• _Instructions for the task_
Only the lines from the one containing "I agree it would" through the one containing "(Testing msftbot's automerge, FYI)" should be printed, exactly as they appear below, with both ends included.

Collected data entries:
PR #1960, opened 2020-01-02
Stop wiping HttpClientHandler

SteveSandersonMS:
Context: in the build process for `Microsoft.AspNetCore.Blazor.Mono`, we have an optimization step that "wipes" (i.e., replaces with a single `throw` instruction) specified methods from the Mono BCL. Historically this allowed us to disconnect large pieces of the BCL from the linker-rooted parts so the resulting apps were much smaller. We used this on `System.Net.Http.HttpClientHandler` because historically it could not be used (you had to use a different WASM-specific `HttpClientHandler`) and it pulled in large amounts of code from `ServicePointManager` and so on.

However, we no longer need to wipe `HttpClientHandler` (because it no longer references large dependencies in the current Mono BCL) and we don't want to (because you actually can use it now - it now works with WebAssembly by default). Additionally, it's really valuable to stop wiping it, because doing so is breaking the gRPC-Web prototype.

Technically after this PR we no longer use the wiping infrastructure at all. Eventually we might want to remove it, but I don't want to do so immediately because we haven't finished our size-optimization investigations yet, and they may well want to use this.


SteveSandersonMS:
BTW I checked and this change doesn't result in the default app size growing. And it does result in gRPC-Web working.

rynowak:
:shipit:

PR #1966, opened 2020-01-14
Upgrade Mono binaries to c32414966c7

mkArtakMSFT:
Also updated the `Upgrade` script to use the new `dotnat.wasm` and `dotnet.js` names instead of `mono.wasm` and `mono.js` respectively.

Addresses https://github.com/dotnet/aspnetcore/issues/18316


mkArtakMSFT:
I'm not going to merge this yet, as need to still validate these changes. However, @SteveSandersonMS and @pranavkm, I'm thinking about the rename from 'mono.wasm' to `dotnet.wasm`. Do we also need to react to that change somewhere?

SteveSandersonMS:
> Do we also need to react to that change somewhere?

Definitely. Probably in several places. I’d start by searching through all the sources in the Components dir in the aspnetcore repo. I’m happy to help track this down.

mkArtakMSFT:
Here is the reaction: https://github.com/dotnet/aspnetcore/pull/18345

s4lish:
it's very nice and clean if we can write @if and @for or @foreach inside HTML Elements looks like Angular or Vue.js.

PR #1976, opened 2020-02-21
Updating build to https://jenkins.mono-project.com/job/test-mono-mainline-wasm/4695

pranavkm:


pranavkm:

--

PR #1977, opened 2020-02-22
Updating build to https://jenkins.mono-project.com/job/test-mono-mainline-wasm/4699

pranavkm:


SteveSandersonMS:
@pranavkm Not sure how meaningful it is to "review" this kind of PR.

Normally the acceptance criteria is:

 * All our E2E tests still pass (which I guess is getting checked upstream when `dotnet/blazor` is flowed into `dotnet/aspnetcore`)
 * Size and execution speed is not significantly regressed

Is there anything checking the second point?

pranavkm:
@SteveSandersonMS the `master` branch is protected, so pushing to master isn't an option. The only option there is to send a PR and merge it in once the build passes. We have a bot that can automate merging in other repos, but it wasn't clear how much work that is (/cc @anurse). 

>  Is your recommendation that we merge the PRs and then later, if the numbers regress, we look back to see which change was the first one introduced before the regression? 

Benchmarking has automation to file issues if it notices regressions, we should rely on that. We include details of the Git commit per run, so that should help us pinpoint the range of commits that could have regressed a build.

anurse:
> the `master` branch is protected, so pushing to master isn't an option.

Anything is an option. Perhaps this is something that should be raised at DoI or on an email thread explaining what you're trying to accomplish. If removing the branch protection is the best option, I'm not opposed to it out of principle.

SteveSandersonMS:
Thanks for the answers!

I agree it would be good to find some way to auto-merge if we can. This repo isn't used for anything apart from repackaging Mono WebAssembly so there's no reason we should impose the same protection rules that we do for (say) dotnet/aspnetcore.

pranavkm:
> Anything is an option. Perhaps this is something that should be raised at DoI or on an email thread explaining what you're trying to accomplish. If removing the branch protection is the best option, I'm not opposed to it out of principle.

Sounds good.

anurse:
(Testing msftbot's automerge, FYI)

* * *

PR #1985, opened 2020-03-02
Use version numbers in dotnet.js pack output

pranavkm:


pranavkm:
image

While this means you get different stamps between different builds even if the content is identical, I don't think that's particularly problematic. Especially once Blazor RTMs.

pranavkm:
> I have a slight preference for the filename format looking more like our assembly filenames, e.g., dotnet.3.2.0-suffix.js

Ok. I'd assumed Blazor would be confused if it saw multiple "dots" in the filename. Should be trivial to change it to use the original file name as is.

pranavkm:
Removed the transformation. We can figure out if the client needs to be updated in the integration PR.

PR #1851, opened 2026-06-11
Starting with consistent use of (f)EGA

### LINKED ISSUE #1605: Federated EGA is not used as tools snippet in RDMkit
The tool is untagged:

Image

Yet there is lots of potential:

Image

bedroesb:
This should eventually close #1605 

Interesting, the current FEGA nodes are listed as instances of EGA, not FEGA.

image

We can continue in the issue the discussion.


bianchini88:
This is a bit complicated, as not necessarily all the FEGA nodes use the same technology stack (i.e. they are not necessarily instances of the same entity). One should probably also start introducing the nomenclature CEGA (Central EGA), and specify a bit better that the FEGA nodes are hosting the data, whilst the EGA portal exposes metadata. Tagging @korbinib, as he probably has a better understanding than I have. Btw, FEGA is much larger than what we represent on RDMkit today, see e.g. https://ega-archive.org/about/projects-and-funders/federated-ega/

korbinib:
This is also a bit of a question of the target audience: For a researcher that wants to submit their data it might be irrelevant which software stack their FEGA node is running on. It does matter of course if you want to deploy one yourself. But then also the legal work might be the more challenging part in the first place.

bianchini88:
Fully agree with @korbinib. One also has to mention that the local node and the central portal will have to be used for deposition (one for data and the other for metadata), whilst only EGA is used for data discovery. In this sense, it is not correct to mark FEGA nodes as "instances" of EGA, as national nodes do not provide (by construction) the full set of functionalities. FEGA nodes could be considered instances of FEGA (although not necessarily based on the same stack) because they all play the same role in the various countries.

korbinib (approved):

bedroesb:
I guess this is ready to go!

• _Answer to the problem_
I agree it would be good to find some way to auto-merge if we can. This repo isn't used for anything apart from repackaging Mono WebAssembly so there's no reason we should impose the same protection rules that we do for (say) dotnet/aspnetcore.

pranavkm:
> Anything is an option. Perhaps this is something that should be raised at DoI or on an email thread explaining what you're trying to accomplish. If removing the branch protection is the best option, I'm not opposed to it out of principle.

Sounds good.

anurse:
(Testing msftbot's automerge, FYI)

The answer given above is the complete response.